Chuck, I couldn't have said it any better! Those three have made my K and Connie two of my absolute favorite engines! 
By the way, I stopped over at the Bachmann site. Who's this "Yardmaster?" He sounds like he came over to Bachmann from the Aristo site! 
There are ways for people to get information but the factory sites aren't it!! (Sheesh.... "This thread is very close to getting shut down!")
You have the first issue with the fan going one way and the second issue with it going the other(??!!) Umm... I'll keep my mouth shut cause
I don't want to offend someone at Bachmann!


----------



## Greg Elmassian (Jan 3, 2008)

Hmm... changing production to reverse the fan kinda admits it was basically "wrong" in the first place. 

Yeah, manufacturers sites are the wrong place to get unbiased helpful information... I was Lewis' "pet engineer" until I wrote up about all the problems in his "prime mover"... then I had to promise to never say anything negative again the rest of my life in order to stay... 

Greg


----------



## rdamurphy (Jan 3, 2008)

I must say, the quality issue certainly does allow you to meet new people! My second K had two wires reversed on one of the circuit boards, meaning it wouldn't go forward. Or reverse. It did, however, just sit there and look awfully pretty! Stan Ames - and others - helped me troubleshoot it. I've also had to learn how to compensate for the fact that Bachmann wired the chuff triggers in exactly the opposite way of everyone else on the planet. I would say "wrong", however Bachmann doesn't seem to like the word "wrong." Since the provided wiring diagrams don't exactly tell you where the wires go, I had to locate the ones on the 'net that are more usefull. 

I could go on, but then again, why would anyone point out that we had to replace our counterweights on the early models, not because the original ones were "wrong" but, hmm, why did we replace them again? 

Robert


----------



## TonyWalsham (Jan 2, 2008)

Bachmann, to their credit, did replace the counterweights without any argument whatsoever. 
Not only that, but they also fixed that problem for the second run and at the same time made a huge improvement to the tender trucks. 
Sure the chuff signal is back to front, but it is a really easy fix that costs all of 5 cents in parts. 
I haven't seen a sample where the fan has been reversed but I don't doubt that they have. 
Having converted dozens of them to battery R/C without needing to gut the wiring, I can honestly say there has never been a wiring mistake or failure in any I have seen. 

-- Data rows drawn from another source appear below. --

PR #546, opened 2016-11-04
Fix OrderingFilter label translation

rpkilby:
Supersedes and resolves #543.

This also adds descending options to `OrderingFilter.field_labels`.

### DIFF
--- a/django_filters/filters.py
+++ b/django_filters/filters.py
@@ -656,7 +656,7 @@ class OrderingFilter(BaseCSVFilter, ChoiceFilter):
 
     def build_choices(self, fields, labels):
         ascending = [
-            (param, labels.get(field, pretty_name(param)))
+            (param, labels.get(field, _(pretty_name(param))))
             for field, param in fields.items()
         ]
         descending = [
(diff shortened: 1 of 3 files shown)


rpkilby:
Thanks @ad-m!

django_filters/filters.py
```diff
@@ -656,7 +656,7 @@ def normalize_fields(cls, fields):
 
     def build_choices(self, fields, labels):
         ascending = [
-            (param, labels.get(field, pretty_name(param)))
+            (param, labels.get(field, _(pretty_name(param))))
             for field, param in fields.items()
         ]
         descending = [
```
ad-m: Use:
```
        descending = [
            ('-%s' % pair[0], labels.get('-%s' % pair[0], self.descending_fmt % pair[1]))
            for pair in ascending
        ]
```
to support translation of label for descending options (eg, '-username'). There is no reason to not support them, but in some cases can improve UX experience by naming orders in more natural ways.

rpkilby: That's not a bad point. It's also a fairly trivial thing to add. Currently updating the PR to include this & your corresponding test.

ad-m:
LGTM! 👍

That just leaves the gearing...............


----------



## chuck n (Jan 2, 2008)

Steve:

Thanks for the positive comments. I think that it would be nice if others who have benefited from the BIG THREE, might add some comments. They have save many locomotives from being shelf queens to valuable running locomotives. Perhaps someone at Bachmann might see it.

Chuck

PS I try to add constructive comments to the Bachmann site, but more often, than not, the beginner who asked the question never responds to anyone's comments.


----------



## rdamurphy (Jan 3, 2008)

Tony, you make some good points. In reality, I wouldn't give up my K's for anything, my wife asked me if I wanted to be buried with them. The link I posted is just a really bad example of customer service. If there's a problem, admit it! And then come up with a fix. As you mentioned, there's a no-so-simple fix for the inverted chuff signal. Sure, it' may only cost a nickel (I paid $.50 a piece for my transistors) but it does require understanding a wiring diagram and soldering. And, if you screw it up, I suspect it would void the warranty. You could also fry an exensive decoder. Why not fix it on subsequent runs? 

Robert


----------



## chuck n (Jan 2, 2008)

deleted


----------



## norman (Jan 6, 2008)

Hi TOC and folks: 

I guess it could be argued that the metal case of the Pitmann motor acts as a heat sink and that the fan is used to move the radiating heat? 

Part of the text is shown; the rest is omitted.